A Scary New Day In Lima

With the abrupt end of Fujimori's reign, Peru faces instability

Peruvian President Alberto Fujimori likes to describe his political moves in chess terms. His surprise decision on Sept. 16 to call new elections in which he will not stand was an acknowledgment that he, at least, felt it was finally checkmate.

The maneuver that brought an end to Fujimori's 10-year reign was the airing of a videotape on Peruvian television that showed his top adviser, Vladimiro Montesinos, pulling wads of dollar bills from his pockets and handing them to an opposition party congressman. Shortly after that transaction, the legislator defected to the government's benches. The incriminating video appears to have prompted a showdown between Fujimori and a segment of the Peruvian armed forces loyal to Montesinos. "He probably figured his best move would be to rid himself of Montesinos, but Montesinos and the regional army commanders probably said `no'," says Mirko Lauer, a columnist for La Republica, a Lima daily. The resulting compromise: The shady former intelligence chief would go--but so too would his boss.

TOLERATED. Peruvians have reacted with a mixture of relief and trepidation to Fujimori's announcement that he would be stepping down. After all, this was the man who, upon first taking office in 1990, pulled the country back from the brink of political and economic disaster. Grateful for having been freed from the tyrannies of hyperinflation and terrorism, voters tolerated Fujimori's ironfisted rule. But the President's popularity has been on the wane in recent years as growth has cooled and poverty has risen.
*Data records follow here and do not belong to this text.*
PR #100, opened 2023-06-01
Atomic storage API rework

### LINKED ISSUE #97: Proposal: support truly atomic storage implementations
This is a proposal for a big breaking change to the storage API.

Even after merging the most recent atomic storage PR, my biggest gripe with the current implementation of Omnipaxos is the storage API and its lack of support for atomic transactions. Because the current API only allows writing individual values one at a time, we cannot really change multiple values atomically, even if the underlying storage implementation could support it.

The rollbacks we do now are a nice addition on top of the current API, but they only deal with individual errors from within storage. If an error occurs somewhere else and the application crashes for example, these rollbacks cannot help us.

I think we need a big change to the writing part of the storage API. My proposal is to replace all write functions on the API with one single function that takes a set of changes and atomically applies them. This could look something like this:
```rust
pub enum StorageUpdate {
    DecidedIdx(u64),
    AppendOnPrefix(Vec<Entry>, u64),
    ...
}

pub trait storage {
    // reading functions are unchanged
    ...
    /// Should perform all of the updates as an atomic set of changes
    fn update(Vec<StorageUpdate>) -> StorageResult<()>;
    ...
}
```
Implementing this API would not be significantly more complicated than the current one (provided one is familiar with enums and pattern matching in rust). It would easily support an implementation very similar to the current ones, where values are individually written to the underlying storage mechanism, but it does not enforce this anymore. Instead the storage implementation could also make use of the transaction mechanism of an embedded DB, to build a much more robust system than is currently possible.

Another plus is that we could remove all of the rollback code in omnipaxos, because this responsibility will be put on the storage implementation. (Omnipaxos is really complicated enough without this logic as well)

JonathanArns:

- [ ] You ran the local CI checker with `./check.sh` with no errors
- [ ] You reference which issue is being closed in the PR text (if applicable)

## Issues
fixes #97 

## Breaking Changes
This is supposed to be a major rework of the storage API (and everything that entails, likely touching a lot of places in the code), with the goal of enabling truly atomic storage implementations. The idea is described in the above issue in more detail.

We will try to stay _almost_ compatible with existing storage implementations, by providing a sort of compatibility layer that can provide basic atomicity for non-atomic storage implementations.

### DIFF
--- a/omnipaxos/src/storage.rs
+++ b/omnipaxos/src/storage.rs
@@ -23,6 +23,194 @@ pub trait Entry: Clone + Debug {
     type Snapshot: Snapshot<Self> + Serialize + for<'a> Deserialize<'a>;
 }
 
+
+///
+pub enum StorageOp<T: Entry> {
+    ///
+    AppendEntries{
+        ///
+        entries: Vec<T>,
+        ///
+        from_idx: Option<u64>
+    },
+    ///
+    SetPromise(Ballot),
+    ///
+    SetDecidedIndex(u64),
+    ///
+    SetAcceptedRound(Ballot),
+    ///
+    SetCompactedIdx(u64),
+    ///
+    Trim(u64),
+    ///
+    SetStopsign(Option<StopSignEntry>),
+    ///
+    SetSnapshot(Option<T::Snapshot>),
+}
+
+///
+pub trait AtomicStorage<T: Entry> {
+    /// Atomically perform and persist all ops in order.
+    /// Returns an Error if the transaction was not committed (so it was rolled back).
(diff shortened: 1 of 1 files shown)


JonathanArns:
So far all that has been done here is that @kevin-harrison and I drafted how the storage related types might look in the future.
At least `NonAtomicStorage` will likely need to change a little more, in order to hopefully accommodate rollbacks of log operations (append, trim). We should of course try to stay within the bounds of what is reasonable to implement in the context of an append log (so we don't enforce super-slow implementations in some way).

haraldng:
Superseded by #121.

Mounting evidence that Fujimori was willing to resort to underhanded tactics to remain in power also took a toll on his popularity.

The country now faces a long list of uncertainties--the biggest being who will be its next leader. Investors, both local and foreign, will take to the sidelines until the smoke clears. That could depress growth, which the government said was set to quicken to 5% this year, from 2.4% in 1999. "The government is in `pause' mode," says Pablo Breard, head of international research at Scotiabank Group in Toronto. "Strategic investors will have to sit back, be calm and be cautious."

Still, some think that a brief period of political and economic instability is preferable to the certainty of a future with Fujimori. "We're no longer in a cul-de-sac," says Francisco Sagasti, co-director of Agenda Peru, a local think-tank. "We don't know where the road will lead us, but at least there are more options." Democracy may finally have a chance to take root in Peru.

Although no date has been set for the general elections, presidential hopefuls are already lining up. The first to throw his hat into the ring was Alejandro Toledo, who in May pulled out of a presidential run-off election, arguing that it was rigged in favor of Fujimori. The Stanford-educated economist is betting that the fragmented political opposition will rally behind him, as it did earlier this year. Trouble is, Toledo is now viewed by many as an irresponsible rabble-rouser, thanks to his role in anti-Fujimori protests that degenerated into violence. Indeed, a September survey of Lima residents by polling firm Apoyo Opinion y Mercado gave Toledo an approval rating of 25%, compared with 40% in April.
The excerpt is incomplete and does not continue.